----- DATA EXTRACT

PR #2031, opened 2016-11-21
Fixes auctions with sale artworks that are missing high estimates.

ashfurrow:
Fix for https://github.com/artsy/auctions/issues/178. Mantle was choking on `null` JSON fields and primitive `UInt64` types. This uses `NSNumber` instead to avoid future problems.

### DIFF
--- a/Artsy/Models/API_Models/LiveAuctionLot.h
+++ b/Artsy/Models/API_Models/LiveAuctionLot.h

----------
----- DATA EXTRACT

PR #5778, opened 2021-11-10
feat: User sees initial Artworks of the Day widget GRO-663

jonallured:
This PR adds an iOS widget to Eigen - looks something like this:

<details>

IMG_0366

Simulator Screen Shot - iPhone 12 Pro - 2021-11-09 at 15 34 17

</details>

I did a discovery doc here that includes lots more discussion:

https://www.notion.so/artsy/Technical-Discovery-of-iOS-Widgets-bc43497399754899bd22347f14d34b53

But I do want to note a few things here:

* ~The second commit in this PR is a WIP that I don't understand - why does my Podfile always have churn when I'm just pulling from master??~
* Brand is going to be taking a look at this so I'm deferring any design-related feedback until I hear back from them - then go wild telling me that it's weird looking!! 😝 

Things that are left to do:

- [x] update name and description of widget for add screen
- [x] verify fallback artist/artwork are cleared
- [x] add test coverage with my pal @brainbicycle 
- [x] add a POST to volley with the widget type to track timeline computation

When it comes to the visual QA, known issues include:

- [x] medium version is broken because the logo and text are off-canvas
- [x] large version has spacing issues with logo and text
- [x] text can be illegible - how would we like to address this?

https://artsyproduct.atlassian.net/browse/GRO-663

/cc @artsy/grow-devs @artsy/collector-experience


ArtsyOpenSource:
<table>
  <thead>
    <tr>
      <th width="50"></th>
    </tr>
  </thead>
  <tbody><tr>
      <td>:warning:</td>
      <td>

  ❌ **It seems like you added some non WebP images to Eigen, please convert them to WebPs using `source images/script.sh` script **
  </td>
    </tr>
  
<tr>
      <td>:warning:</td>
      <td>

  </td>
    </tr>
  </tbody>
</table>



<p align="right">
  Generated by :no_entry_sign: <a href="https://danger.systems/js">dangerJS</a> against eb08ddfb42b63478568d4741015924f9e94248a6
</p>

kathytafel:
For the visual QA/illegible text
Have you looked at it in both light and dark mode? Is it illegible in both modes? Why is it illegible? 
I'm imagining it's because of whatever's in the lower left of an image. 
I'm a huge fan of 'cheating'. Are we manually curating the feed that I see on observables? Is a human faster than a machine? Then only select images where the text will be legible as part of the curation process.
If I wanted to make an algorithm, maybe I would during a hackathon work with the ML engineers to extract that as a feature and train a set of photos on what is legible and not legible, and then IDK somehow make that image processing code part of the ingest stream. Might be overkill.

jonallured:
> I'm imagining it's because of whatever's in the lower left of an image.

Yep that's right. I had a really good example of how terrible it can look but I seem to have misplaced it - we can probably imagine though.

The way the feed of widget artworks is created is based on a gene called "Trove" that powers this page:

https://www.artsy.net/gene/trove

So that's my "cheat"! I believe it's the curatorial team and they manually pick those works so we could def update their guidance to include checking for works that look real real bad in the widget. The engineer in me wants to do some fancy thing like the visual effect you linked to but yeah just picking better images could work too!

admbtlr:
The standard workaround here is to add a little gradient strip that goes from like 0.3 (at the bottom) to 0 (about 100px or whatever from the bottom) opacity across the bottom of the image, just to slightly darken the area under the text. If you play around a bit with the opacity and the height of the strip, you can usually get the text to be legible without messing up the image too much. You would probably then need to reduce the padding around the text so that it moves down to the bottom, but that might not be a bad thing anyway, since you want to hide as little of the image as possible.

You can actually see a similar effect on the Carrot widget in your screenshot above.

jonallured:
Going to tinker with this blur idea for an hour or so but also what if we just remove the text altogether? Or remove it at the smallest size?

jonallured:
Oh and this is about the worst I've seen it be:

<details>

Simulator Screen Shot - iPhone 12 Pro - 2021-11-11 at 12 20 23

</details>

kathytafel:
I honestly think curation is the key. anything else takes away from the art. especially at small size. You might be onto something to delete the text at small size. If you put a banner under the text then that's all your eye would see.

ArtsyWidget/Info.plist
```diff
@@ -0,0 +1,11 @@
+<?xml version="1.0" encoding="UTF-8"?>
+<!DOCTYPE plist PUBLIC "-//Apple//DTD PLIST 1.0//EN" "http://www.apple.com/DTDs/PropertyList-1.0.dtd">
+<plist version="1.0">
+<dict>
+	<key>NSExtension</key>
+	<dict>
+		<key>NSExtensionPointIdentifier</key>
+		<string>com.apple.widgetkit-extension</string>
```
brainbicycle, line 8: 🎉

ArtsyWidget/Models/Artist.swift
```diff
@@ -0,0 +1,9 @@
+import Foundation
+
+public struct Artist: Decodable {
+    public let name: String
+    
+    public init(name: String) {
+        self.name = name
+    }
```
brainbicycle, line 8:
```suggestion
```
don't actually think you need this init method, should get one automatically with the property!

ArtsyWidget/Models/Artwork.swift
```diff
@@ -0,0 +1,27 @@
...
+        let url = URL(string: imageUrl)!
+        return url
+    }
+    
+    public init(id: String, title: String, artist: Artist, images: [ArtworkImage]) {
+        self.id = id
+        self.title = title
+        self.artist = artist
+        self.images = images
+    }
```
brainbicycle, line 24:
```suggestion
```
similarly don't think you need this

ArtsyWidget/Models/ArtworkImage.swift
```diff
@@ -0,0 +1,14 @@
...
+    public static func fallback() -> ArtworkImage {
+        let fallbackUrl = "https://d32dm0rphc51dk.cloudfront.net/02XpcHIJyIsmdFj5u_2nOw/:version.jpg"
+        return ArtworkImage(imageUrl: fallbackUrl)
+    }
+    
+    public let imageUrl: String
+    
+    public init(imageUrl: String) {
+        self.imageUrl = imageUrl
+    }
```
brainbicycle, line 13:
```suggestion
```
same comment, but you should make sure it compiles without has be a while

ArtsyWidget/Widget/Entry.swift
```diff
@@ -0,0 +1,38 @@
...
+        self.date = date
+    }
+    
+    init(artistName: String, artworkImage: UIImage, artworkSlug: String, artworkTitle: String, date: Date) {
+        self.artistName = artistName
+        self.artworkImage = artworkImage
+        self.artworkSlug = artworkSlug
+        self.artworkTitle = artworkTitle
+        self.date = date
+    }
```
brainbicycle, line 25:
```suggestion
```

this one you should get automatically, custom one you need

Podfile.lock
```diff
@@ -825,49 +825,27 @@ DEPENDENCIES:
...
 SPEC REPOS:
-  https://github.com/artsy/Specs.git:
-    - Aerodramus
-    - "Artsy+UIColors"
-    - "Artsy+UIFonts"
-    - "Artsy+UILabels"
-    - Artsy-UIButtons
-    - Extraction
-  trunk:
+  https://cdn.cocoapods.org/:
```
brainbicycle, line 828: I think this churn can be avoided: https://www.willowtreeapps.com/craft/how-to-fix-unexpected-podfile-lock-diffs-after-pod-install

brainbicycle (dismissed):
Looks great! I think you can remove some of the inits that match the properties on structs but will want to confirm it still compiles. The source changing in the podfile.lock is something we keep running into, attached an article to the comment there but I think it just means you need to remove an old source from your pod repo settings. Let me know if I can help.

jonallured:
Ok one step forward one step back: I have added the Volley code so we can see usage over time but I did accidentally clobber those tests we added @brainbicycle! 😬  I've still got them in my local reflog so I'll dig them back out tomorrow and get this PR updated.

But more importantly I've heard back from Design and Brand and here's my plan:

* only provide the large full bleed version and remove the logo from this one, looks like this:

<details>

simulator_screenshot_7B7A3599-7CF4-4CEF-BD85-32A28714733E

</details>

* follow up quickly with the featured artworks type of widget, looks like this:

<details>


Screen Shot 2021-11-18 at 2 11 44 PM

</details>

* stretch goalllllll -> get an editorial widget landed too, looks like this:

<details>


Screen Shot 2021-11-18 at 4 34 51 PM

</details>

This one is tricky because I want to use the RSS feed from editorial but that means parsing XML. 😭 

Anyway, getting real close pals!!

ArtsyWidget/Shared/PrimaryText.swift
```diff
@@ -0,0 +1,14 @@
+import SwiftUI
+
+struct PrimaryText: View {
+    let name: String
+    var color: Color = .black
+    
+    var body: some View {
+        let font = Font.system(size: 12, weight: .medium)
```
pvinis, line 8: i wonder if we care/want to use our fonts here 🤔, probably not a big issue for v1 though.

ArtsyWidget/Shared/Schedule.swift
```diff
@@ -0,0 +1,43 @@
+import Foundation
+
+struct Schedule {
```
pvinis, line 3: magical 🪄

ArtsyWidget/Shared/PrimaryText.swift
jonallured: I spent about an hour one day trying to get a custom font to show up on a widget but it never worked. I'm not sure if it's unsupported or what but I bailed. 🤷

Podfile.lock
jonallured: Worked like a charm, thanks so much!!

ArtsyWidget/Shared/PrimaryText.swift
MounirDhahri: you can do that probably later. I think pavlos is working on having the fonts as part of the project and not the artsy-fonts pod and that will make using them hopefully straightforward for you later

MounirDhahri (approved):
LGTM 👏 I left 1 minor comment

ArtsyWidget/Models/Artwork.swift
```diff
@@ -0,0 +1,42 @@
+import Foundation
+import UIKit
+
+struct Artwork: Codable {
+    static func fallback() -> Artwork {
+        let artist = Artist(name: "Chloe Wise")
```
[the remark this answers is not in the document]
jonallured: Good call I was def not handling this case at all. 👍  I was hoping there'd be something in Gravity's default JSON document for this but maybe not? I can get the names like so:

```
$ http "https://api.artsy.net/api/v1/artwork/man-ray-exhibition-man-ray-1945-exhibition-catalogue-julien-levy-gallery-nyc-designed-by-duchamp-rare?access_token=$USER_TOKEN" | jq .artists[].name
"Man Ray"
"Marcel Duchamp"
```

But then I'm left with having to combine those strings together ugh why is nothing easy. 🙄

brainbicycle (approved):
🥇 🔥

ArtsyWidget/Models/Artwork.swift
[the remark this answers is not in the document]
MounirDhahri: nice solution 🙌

----------
----- DATA EXTRACT

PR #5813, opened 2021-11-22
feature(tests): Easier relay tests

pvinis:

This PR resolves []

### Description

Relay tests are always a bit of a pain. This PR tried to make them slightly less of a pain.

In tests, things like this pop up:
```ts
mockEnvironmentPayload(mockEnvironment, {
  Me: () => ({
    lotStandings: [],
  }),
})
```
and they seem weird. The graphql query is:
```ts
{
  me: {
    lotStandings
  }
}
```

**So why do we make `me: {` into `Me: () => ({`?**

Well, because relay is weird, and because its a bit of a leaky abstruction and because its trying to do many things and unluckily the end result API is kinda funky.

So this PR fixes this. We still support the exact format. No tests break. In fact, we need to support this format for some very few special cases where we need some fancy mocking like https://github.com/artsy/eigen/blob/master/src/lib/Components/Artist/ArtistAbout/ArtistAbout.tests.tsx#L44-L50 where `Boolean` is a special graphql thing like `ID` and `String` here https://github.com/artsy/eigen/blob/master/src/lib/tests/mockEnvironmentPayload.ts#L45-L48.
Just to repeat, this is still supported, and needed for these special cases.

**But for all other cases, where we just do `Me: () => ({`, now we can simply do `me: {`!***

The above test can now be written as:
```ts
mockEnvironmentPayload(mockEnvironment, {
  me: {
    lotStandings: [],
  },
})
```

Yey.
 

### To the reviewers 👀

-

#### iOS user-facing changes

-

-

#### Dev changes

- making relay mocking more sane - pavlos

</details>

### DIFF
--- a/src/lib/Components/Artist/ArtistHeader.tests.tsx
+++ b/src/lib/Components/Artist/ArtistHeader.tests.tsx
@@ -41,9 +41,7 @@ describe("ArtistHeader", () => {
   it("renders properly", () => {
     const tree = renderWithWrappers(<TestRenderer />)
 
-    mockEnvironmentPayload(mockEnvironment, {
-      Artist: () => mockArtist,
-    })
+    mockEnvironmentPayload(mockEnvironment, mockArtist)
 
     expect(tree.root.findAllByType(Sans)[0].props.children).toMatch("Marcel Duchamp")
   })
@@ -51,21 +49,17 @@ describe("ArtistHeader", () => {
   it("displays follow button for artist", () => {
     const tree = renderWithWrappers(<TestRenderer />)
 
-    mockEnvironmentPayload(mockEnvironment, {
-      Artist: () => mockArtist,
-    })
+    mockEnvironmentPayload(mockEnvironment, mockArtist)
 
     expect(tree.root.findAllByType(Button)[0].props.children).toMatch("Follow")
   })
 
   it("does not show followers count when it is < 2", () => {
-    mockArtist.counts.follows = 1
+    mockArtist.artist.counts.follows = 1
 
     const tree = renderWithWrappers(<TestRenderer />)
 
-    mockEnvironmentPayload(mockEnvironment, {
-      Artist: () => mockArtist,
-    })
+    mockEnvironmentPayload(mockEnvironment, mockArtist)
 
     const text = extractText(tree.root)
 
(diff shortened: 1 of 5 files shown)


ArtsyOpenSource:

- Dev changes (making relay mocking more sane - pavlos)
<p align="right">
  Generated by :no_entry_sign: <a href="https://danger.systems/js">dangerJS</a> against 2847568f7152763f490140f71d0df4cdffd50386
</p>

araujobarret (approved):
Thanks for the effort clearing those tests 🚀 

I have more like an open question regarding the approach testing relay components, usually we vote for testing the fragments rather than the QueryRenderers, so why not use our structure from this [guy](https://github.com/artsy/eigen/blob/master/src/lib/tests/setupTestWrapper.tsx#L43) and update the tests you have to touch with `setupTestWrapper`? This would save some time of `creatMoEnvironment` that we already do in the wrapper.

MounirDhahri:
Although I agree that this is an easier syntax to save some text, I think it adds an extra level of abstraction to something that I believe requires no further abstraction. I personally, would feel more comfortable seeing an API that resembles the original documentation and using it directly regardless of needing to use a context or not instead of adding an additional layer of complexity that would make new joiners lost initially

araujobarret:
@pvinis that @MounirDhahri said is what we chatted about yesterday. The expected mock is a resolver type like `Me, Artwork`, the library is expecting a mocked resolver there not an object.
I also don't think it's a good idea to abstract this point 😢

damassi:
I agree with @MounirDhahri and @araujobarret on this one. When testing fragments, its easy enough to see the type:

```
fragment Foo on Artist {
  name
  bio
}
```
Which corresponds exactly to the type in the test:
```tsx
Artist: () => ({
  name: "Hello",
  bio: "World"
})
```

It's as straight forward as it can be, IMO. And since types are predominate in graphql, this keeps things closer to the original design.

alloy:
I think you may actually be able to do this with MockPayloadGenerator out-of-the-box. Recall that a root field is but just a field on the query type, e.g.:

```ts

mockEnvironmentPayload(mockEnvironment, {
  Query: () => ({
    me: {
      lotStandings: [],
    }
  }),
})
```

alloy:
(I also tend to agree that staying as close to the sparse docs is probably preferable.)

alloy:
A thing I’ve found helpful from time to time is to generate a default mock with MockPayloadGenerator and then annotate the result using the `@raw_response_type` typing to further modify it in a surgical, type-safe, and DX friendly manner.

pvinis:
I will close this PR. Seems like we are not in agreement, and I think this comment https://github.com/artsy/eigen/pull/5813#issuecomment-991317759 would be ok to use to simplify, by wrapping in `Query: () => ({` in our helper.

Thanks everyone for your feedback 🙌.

----------

● TASK REQUIREMENTS:
Search the listing above for "code" and copy every line that holds it.

● SOLUTION TO THIS PROBLEM:
If I wanted to make an algorithm, maybe I would during a hackathon work with the ML engineers to extract that as a feature and train a set of photos on what is legible and not legible, and then IDK somehow make that image processing code part of the ingest stream. Might be overkill.
Ok one step forward one step back: I have added the Volley code so we can see usage over time but I did accidentally clobber those tests we added @brainbicycle! 😬  I've still got them in my local reflog so I'll dig them back out tomorrow and get this PR updated.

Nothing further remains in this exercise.